Banking sector developments in the Gulf since the spring have been dominated by the fallout of troubled credit exposures to local and regional firms across the GCC. This has dissuaded the banks from lending to the private sector, increasing pressure on the rate of domestic economic growth.
In Saudi Arabia, for example, the availability of commercial credit to the private sector has become further constrained, with five out of the previous seven months showing a decline in lending to the private sector. In the UAE news was dominated by the disclosures regarding the banks' credit exposure to troubled Saudi groups. There was also news of a law allowing the government to guarantee the repayment of bonds and other instruments issued by banks. The largest bank in the UAE, Emirates NBD, boosted its capital ratio through a debt issue, exceeding the capital requirements of the Central Bank.

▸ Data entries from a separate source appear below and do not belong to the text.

PR #334, opened 2017-03-21
Added code and unit tests for pgbackrest.conf file validation.

cmwshang:


lib/pgBackRest/Config/Config.pm
```diff
@@ -2691,8 +2691,103 @@ sub optionValidate
...
+            my $strOptionAltName = optionAltName($strOption);
+            if (defined($strOptionAltName))
+            {
+                $strOption = $strOptionAltName;
+            }
+
+            # Is the option a valid pgbackrest option?
+            if (!(exists($oOptionRule{$strOption}) || defined($strOptionAltName)))
+            {
+                &log(WARN, "pgbackrest.conf file contains invalid option '${strOption}'");
```
dwsteele: Should use `optionGet(OPTION_CONFIG)` instead of static string.

lib/pgBackRest/Config/Config.pm
```diff
@@ -2691,8 +2691,103 @@ sub optionValidate
...
+                $bFileValid = false;
+            }
+            else
+            {
+                # Is the option valid for the command section in which it is located?
+                if (defined($strCommand) && $strCommand ne '')
+                {
+                    if (!defined($oOptionRule{$strOption}{&OPTION_RULE_COMMAND}{$strCommand}))
+                    {
+                        &log(WARN, "pgbackrest.conf valid option '${strOption}' is not valid for command '$strCommand'");
```
dwsteele: Should use `optionGet(OPTION_CONFIG)` instead of static string.

lib/pgBackRest/Config/Config.pm
```diff
@@ -2691,8 +2691,103 @@ sub optionValidate
...
+                        $bFileValid = false;
+                    }
+                }
+
+                # Is the valid option a stanza-only option and not located in a global section?
+                if ($oOptionRule{$strOption}{&OPTION_RULE_SECTION} eq CONFIG_SECTION_STANZA &&
+                    $strSection eq CONFIG_SECTION_GLOBAL)
+                {
+                    &log(WARN, "pgbackrest.conf valid option '${strOption}' is a stanza section option and is not valid under " .
```
dwsteele: Should use `optionGet(OPTION_CONFIG)` instead of static string.

lib/pgBackRest/Config/Config.pm
```diff
@@ -2691,8 +2691,103 @@ sub optionValidate
...
+                        "section ${strSection}\n" .
+                        "HINT: global options can be under global or stanza sections but not visa-versa");
```
dwsteele: I think `specified in` is better than `under`.  Thoughts?

lib/pgBackRest/Config/Config.pm
```diff
@@ -2691,8 +2691,103 @@ sub optionValidate
...
+####################################################################################################################################
+sub configFileValidate
+{
+    my $oConfig = shift;
+
+    my $bFileValid = true;
+
+    foreach my $strSectionKey (keys(%$oConfig))
+    {
+        my ($strSection, $strCommand) = ($strSectionKey =~ m/(\w+):*(\w*-*\w*)/);
```
dwsteele: Is this correct?  A stanza name could have `-` in it.  Maybe anything but `:`?

cmwshang: https://msdn.microsoft.com/en-us/windows/hardware/drivers/install/general-syntax-rules-for-inf-files#section-names indicates the format of section names and allows for string tokens (e.g. %sectionname%) and such. Should we be validating the section name against the Windows INI file formatting conventions?

lib/pgBackRest/Config/Config.pm
cmwshang: Will do - to this and the others like it.

lib/pgBackRest/Config/Config.pm
cmwshang: Sounds good.

dwsteele:
Committed at af7e4f4.

PR #336, opened 2017-03-23
Added ability to test warning messages.

cmwshang:


test/lib/pgBackRestTest/Common/RunTest.pm
```diff
@@ -341,6 +344,59 @@ sub testResult
             $bDone = true;
         }
     } while (!$bDone);
+
+    # If we get here then test any warning message
+    if (defined($strWarnMessage))
+    {
+        testWarning($fnSub, $strWarnMessage, $bTestExactWarnMessage);
+    }
```
dwsteele: I don't think it is safe to make two calls to `$fnSub` during a test.  If the function is stateful it may not behave the same twice in a row.  Also, this make performance worse.

The logic in test warning should be embedded in this function (or abstracted to multiple functions) so that fnSub is only called once.  Of course, only if `defined($strWarnMessage)`.

lib/pgBackRest/Common/Log.pm
```diff
@@ -763,4 +763,54 @@ sub testCheck
...
+####################################################################################################################################
+sub logFileCacheTestExact
+{
+    my $strTest = shift;
+
+    return (($strLogFileCache eq $strTest) ? true : false);
+}
+
+push @EXPORT, qw(logFileCacheTestExact);
+
```
dwsteele: Both of these functions should be moved the run test and in Log.pm there should just be a function called `logFileCacheClear` to return the log cache.  I'd like to keep test code out of production to the maximum extent possible.

doc/xml/release.xml
```diff
@@ -171,6 +171,10 @@
                     <release-item>
                         <p>Updated vagrant to new version and image.</p>
                     </release-item>
+
+                    <release-item>
+                        <p>Added ability to test warning messages.</p>
+                    </release-item>
```
dwsteele: Need attribution here.

test/lib/pgBackRestTest/Common/RunTest.pm
```diff
@@ -341,6 +344,59 @@ sub testResult
...
+    logLevelSet(WARN, undef, undef, false);
+
+    # Clear the cache just in case
+    logFileCacheClear();
+
+    # Run the function
+    $fnSub->();
+
+    # Restore the log levels
+    logLevelSet($strLogLevelFile, $strLogLevelConsole, $strLogLevelStdErr, $bLogTimestamp);
```
dwsteele: This needs to be in an exception block so log levels are restored even on exception.

test/lib/pgBackRestTest/Common/RunTest.pm
```diff
@@ -303,12 +303,14 @@ sub testResult
     {
         eval
         {
+# CSHANG so maybe here we save the current log level settings, then turn the console off and the file on to have things sent to the file cache buffer
+# So we'll get a result from the function -
```
dwsteele: Yes, that's the idea.

dwsteele:
Committed at b63ede5.

PR #339, opened 2017-04-06
Modifications to stanza-upgrade per code review

cmwshang:


dwsteele:
Committed at b620e6b.

I moved the BackupInfo unit test into the BackupTest directory.  Other than that, committed as-is.

PR #340, opened 2017-04-10
Removed exceptions for perlcritic.

cmwshang:
Separate commits for each of the following.

Removed exception for perlcritic policy for last element in array.			6d12f16
Require all variables to be used.			8ab5b35
Require simple assignments in declarations.			42abbcd
Require conditional use statements to use dynamic load logic.  	bea8ad3


dwsteele:
Committed at 21a000d.

Issue #349, opened 2017-05-05
exception 124


tvernick:
I got a backup to run on 5/4 successfully and now I'm getting a different error.

-------------------PROCESS START-------------------
2017-05-05 02:45:01.893 P00   INFO: backup command begin 1.18: --archive-timeout=3000 --backup-standby --buffer-size=8388608 --compress-level=3 --db-host=10.100.131.136 --db-path=/dbdata/9.6/data/ --db-port=5433 --db-socket-path=/tmp --db-timeout=30000 --db-user=postgres --log-level-file=info --process-max=8 --protocol-timeout=35000 --repo-path=/data/backups/postgres/pgbackrest_repo --resume --retention-diff=12 --retention-full=7 --stanza=data --stop-auto --type=full
2017-05-05 02:45:03.606 P00   INFO: execute non-exclusive pg_start_backup() with label "pgBackRest backup started at 2017-05-05 02:45:01": backup begins after the next regular checkpoint completes
2017-05-05 02:46:30.524 P00   INFO: backup start archive = 000000020000DF0B00000009, lsn = DF0B/9E32220
2017-05-05 02:46:30.734 P00  ERROR: [124]: process terminated due to an unhandled exception:
                                        Can't call method "info" on an undefined value at /usr/share/perl5/pgBackRest/Backup.pm line 656.
                                         at /usr/bin/pgbackrest line 15.
                                                main::__ANON__('Can\'t call method "info" on an undefined value at /usr/share...') called at /usr/share/perl5/pgBackRest/Backup.pm line 656
                                                pgBackRest::Backup::process('pgBackRest::Backup=HASH(0x139ecb8)') called at /usr/bin/pgbackrest line 259
                                                eval {...} called at /usr/bin/pgbackrest line 289

2017-05-05 02:46:30.735 P00   INFO: backup command end: aborted with exception [124]

tvernick:
Seems to work when I comment out 
#backup-standby=y

dwsteele:
You'll definitely want to configure a standby before enabling that option.  Even so, there should be a better error message.

tvernick:
Hi David,
We actually already had the standby running for a while. We upgraded to 1.18 (from 1.11) and it seemed to break.

dwsteele:
Hmm, I don't see any configuration for a standby in the log from the first entry in this ticket.  Can you send the `pgbackrest.conf` from your backup server?

tvernick:
[...]

PR #355, opened 2017-05-12
Resetting backup-standy to false during backup process if standby unreachable (bug #349)

cmwshang:
Resetting option backup-standby to false if the standby is unreachable.
Removed unnecessary backup from full real test that was creating a backup for the purpose of creating the backup.info file which is no longer the case give stanza create.


dwsteele:
Committed at 7d0c50fcd6dd6d7800b53ae2a1abf35f923ec7da.

Issue #347, opened 2017-05-03
Error with exception 066


tvernick:
Hello, we upgraded from 1.11 to 1.18 (using required steps from version 1.13 first). We are getting an error towards the end of backup.

131/16402/1033065205 (0B, 86%)
2017-05-03 10:00:32.410 P00  ERROR: [066]: raised on local-1 host: remote process terminated on 10.100.131.136 host: WARN: /etc/pgbackrest.conf file contains invalid option 'thread-timeout'
                                        unable to read line after 35000 second(s)
2017-05-03 10:00:32.412 P00  ERROR: [066]: raised on local-1 host: remote process terminated on 10.100.131.136 host: WARN: /etc/pgbackrest.conf file contains invalid option 'thread-timeout'
                                        unable to read line after 35000 second(s)
2017-05-03 10:00:32.462 P00  ERROR: [066]: raised on local-1 host: remote process terminated on 10.100.131.136 host: WARN: /etc/pgbackrest.conf file contains invalid option 'thread-timeout'
                                        unable to read line after 35000 second(s)
2017-05-03 10:00:32.462 P00   INFO: backup command end: aborted with exception [066]

dwsteele:
The first thing to do is remove `thread-timeout` from your config files.  It hasn't been used for a very long time.

You shouldn't be getting an error, only a warning.  However, the warning is getting thrown into the protocol layer and messing things up.  We'll get that fixed, but removing the invalid option should get you going again.

gintoddic:
Thanks for the quick response. We did see the warning and I ended up commenting the option out. I am running the backup again now without the timeout and I'll see what happens.

tvernick:
Backup is running but we also seem to get this error on the db host

[root@datawarehouse001 pg_log]# pgbackrest check --stanza data
ERROR [027]: : db and backup cannot both be configured as remote

config is below. The IP for db-host is the local db and the backup host is the remote host.

[data]
db-host=10.100.73.20
db-path=/dbdata/9.6/data/
db-user=postgres
db-port=5433
thread-max=8
resume=y
protocol-timeout=35000
db-timeout=30000
buffer-size=8388608
db-socket-path=/tmp

[global]
archive-async=y
archive-timeout=3000
backup-host=10.100.131.137
backup-user=postgres
backup-standby=y
repo-path=/data/backups/postgres/pgbackrest_repo
spool-path=/dbdata/postgres/walarchive
compress-level=3
stop-auto=y
[...]

PR #357, opened 2017-05-16
Suppress warnings on remote (bug #347)

cmwshang:
Also consolidated configFileValidation tests.


dwsteele:
Committed at 7e982f0.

In Kuwait there was no significant development with regard to the banks' exposure to troubled firms Global and the Investment Dar, while a committee was established to investigate the restructuring of the exposure. Meanwhile, National Bank of Kuwait (NBK) increased its stake in Boubyan Bank by purchasing the shares previously owned by Kuwait Investment Authority (KIA).

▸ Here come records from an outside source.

PR #1518, opened 2020-03-20
Fix doctests in cocotb.binary, and run them as part of the regression test

eric-wieser:

### DIFF
--- a/tests/test_cases/test_cocotb/test_doctests.py
+++ b/tests/test_cases/test_cocotb/test_doctests.py
@@ -1,0 +1,18 @@
+# Copyright cocotb contributors
+# Licensed under the Revised BSD License, see LICENSE for details.
+# SPDX-License-Identifier: BSD-3-Clause
+import doctest
+
+import cocotb
+
+
+@cocotb.test()
+async def test_utils(dut):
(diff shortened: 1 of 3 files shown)


ktbarrett:
This might be overboard, but is there a way to iterate over all the doctests and build each test into a cocotb test?

eric-wieser:
That's definitely possible using the advanced doctest API, but wasn't something I wanted to dive into.

While it would be cool, it would ultimately be a waste of time if we added support for running `unittest.TestSuite` objects, for which doctests already provide hooks.

tests/test_cases/test_cocotb/test_doctests.py
```diff
@@ -0,0 +1,16 @@
+import doctest
```
cmarqu: This should get the SPDX header.

eric-wieser: Can you remind me what that is?

cmarqu: Sorry, yes, this one :)

eric-wieser:
Seems that travis decided not to run on this...

PR #1519, opened 2020-03-20
Deprecate hexdump and hexdiffs on str arguments

eric-wieser:
This function should accept bytes, not str.
Indeed, the upstream `scapy.utils.hexdump` this is derived from already behaves in this way.

Adds some annotations while we're here.

It would make sense to merge #1518 first, since those tests will verify this change.

### DIFF
--- a/cocotb/utils.py
+++ b/cocotb/utils.py
@@ -202,42 +202,59 @@ def unpack(ctypes_obj, string, bytes=None):
 import cocotb.ANSI as ANSI
 
 
-def _sane_color(x):
+# A note on the use of latin1 in the deprecations below:
+# Latin1 is the only encoding `e` that satisfies
+# `all(chr(x).encode(e) == bytes([x]) for x in range(255))`
+# Our use of `ord` and `chr` throughout other bits of code make this the most
+# compatible choice of encoding. Under this convention, old code can be upgraded
+# by changing "binary" strings from `"\x12\x34"` to `b"\x12\x34"`.
+
+
+def _sane_color(x: bytes) -> str:
     r = ""
-    for i in x:
-        j = ord(i)
+    for j in x:
         if (j < 32) or (j >= 127):
             r += "."
         else:
-            r += i
+            r += chr(j)
     return r
 
 
-def hexdump(x):
+def hexdump(x: bytes) -> str:
     """Hexdump a buffer.
 
     Args:
-        x: Object that supports conversion via the ``str`` built-in.
+        x: Object that supports conversion to :class:`bytes`.
 
     Returns:
         A string containing the hexdump.
 
+    .. deprecated:: 1.4
+        Passing a :class:`str` to this function is deprecated, as it
+        is not an appropriate type for binary data. Doing so anyway
+        will encode the string to latin1.
+
     Example:
-        >>> print(hexdump('this somewhat long string'))
+        >>> print(hexdump(b'this somewhat long string'))
         0000   74 68 69 73 20 73 6F 6D 65 77 68 61 74 20 6C 6F   this somewhat lo
         0010   6E 67 20 73 74 72 69 6E 67                        ng string
         <BLANKLINE>
     """
     # adapted from scapy.utils.hexdump
     rs = ""
-    x = str(x)
+    if isinstance(x, str):
+        warnings.warn(
+            "Passing a string to hexdump is deprecated, pass bytes instead",
+            DeprecationWarning, stacklevel=2)
+        x = x.encode('latin1')
+    x = b"%b" % x
     l = len(x)
     i = 0
     while i < l:
         rs += "%04x   " % i
         for j in range(16):
             if i + j < l:
-                rs += "%02X " % ord(x[i + j])
+                rs += "%02X " % x[i + j]
             else:
                 rs += "   "
             if j % 16 == 7:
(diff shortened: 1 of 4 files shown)


cocotb/utils.py
```diff
@@ -202,97 +202,127 @@ def unpack(ctypes_obj, string, bytes=None):
 import cocotb.ANSI as ANSI
 
 
-def _sane_color(x):
+# A note on the use of latin1 in the deprecations below:
+# Latin1 is the only encoding `e` that satisfies
+# `all(chr(x).encode(e) == bytes([x]) for x in range(255))`
+# Our use of `ord` and `chr` throughout other bits of code make this the most
+# compatible choice of encoding. Under this convention, old code can be upgraded
+# by changing "binary" strings from `"\x12\x34"` to `b"\x12\x34"`.
```
cmarqu: Maybe that "upgrade information" would be nice to have in the deprecation warnings.

eric-wieser: This upgrade information isn't particularly applicable to callers of `hexdump`, who will not notice the difference in behavior. Users will be dumping data they got from their simulation, not constants from their python.

cocotb/utils.py
```diff
@@ -202,97 +202,127 @@ def unpack(ctypes_obj, string, bytes=None):
...
         for j in range(16):
             if i + j < l:
-                rs += "%02X " % ord(x[i + j])
+                rs += "%02X " % x[i + j]
             else:
                 rs += "   "
             if j % 16 == 7:
                 rs += ""
         rs += "  "
+        # latin1 is fine, because we conver
```
cmarqu:
```suggestion
        # latin1 is fine, because we convert
```

cocotb/utils.py
```diff
@@ -202,97 +202,127 @@ def unpack(ctypes_obj, string, bytes=None):
...
-def _sane_color(x):
+# A note on the use of latin1 in the deprecations below:
+# Latin1 is the only encoding `e` that satisfies
+# `all(chr(x).encode(e) == bytes([x]) for x in range(255))`
+# Our use of `ord` and `chr` throughout other bits of code make this the most
+# compatible choice of encoding. Under this convention, old code can be upgraded
+# by changing "binary" strings from `"\x12\x34"` to `b"\x12\x34"`.
+
+
+def _sane_color(x: bytes) -> str:
```
cmarqu: We are actually implementing ``sane``, not ``sane_color`` of scapy.utils (https://github.com/secdev/scapy/blob/master/scapy/utils.py#L161), so this is a good opportunity to rename that function IMO.

cocotb/utils.py
```diff
@@ -202,97 +202,127 @@ def unpack(ctypes_obj, string, bytes=None):
...
         rs += "  "
+        # latin1 is fine, because we conver
         rs += _sane_color(x[i:i + 16]) + "\n"
         i += 16
     return rs
 
 
-def hexdiffs(x, y):
-    """Return a diff string showing differences between two binary strings.
+def hexdiffs(x: bytes, y: bytes) -> str:
```
cmarqu: Wondering why this is called ``hexdiffs`` and not ``hexdiff``(as in scapy.utils), and whether we should rename this to ``hexdiff`` and make ``hexdiffs`` an alias (that can be deprecated)?

cmarqu: Not in this PR maybe.

tests/test_cases/test_cocotb/test_cocotb.py
```diff
@@ -1466,3 +1466,25 @@ def test_undecorated_coroutine_yield(dut):
     global last_ordered_test
     val, last_ordered_test = last_ordered_test, 1
     assert val == 2
+
+
+@cocotb.test()
+async def test_hexdump_int_illegal(dut):
+    # this used to be legal, but are deliberately no longer
```
cmarqu:
```suggestion
    # this used to be legal, but is deliberately no longer
```

tests/test_cases/test_cocotb/test_cocotb.py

In Qatar banks appeared to have minor exposure to the troubled Saudi groups. The government completed the disbursement of a real estate package, the beneficiaries of which are nine local banks which had difficulty handling their real estate sector exposure. The support package was worth 15 billion riyals (Dh15 billion). This was the third state bailout for the banking industry, covering capital injection and portfolio buyouts.